- **Provided entries**:

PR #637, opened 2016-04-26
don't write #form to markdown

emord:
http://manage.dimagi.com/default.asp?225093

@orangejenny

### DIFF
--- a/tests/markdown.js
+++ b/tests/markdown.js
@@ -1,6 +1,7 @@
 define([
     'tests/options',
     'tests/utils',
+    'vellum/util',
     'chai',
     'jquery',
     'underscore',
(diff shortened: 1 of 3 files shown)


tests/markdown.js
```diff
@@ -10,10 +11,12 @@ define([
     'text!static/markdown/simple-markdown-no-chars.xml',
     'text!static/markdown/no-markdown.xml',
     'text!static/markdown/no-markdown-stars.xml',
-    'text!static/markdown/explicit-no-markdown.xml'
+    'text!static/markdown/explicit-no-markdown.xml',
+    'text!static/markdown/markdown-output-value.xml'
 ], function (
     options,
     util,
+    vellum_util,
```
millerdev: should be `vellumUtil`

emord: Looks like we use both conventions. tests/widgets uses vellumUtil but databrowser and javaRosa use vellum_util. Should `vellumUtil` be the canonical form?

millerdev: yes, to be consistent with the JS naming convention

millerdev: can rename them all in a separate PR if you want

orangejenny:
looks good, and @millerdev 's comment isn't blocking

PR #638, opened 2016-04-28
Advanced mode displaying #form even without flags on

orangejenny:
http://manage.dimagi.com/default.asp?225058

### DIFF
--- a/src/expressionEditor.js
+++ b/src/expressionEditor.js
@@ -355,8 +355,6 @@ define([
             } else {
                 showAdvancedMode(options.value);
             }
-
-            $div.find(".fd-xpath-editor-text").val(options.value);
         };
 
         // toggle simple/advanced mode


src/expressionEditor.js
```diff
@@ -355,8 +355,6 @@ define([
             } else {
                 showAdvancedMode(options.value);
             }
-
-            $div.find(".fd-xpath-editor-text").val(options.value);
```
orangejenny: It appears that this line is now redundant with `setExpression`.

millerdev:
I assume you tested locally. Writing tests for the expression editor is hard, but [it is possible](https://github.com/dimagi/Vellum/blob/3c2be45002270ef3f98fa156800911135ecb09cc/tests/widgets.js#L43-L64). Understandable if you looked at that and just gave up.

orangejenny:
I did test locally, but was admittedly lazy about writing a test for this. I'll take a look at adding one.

- **Required work**:
Would you return each line of the material above, unchanged, from the first one through the line where "millerdev: should be" appears?

- **Task solution**:
PR #637, opened 2016-04-26
don't write #form to markdown

emord:
http://manage.dimagi.com/default.asp?225093

@orangejenny

### DIFF
--- a/tests/markdown.js
+++ b/tests/markdown.js
@@ -1,6 +1,7 @@
 define([
     'tests/options',
     'tests/utils',
+    'vellum/util',
     'chai',
     'jquery',
     'underscore',
(diff shortened: 1 of 3 files shown)


tests/markdown.js
```diff
@@ -10,10 +11,12 @@ define([
     'text!static/markdown/simple-markdown-no-chars.xml',
     'text!static/markdown/no-markdown.xml',
     'text!static/markdown/no-markdown-stars.xml',
-    'text!static/markdown/explicit-no-markdown.xml'
+    'text!static/markdown/explicit-no-markdown.xml',
+    'text!static/markdown/markdown-output-value.xml'
 ], function (
     options,
     util,
+    vellum_util,
```
millerdev: should be `vellumUtil`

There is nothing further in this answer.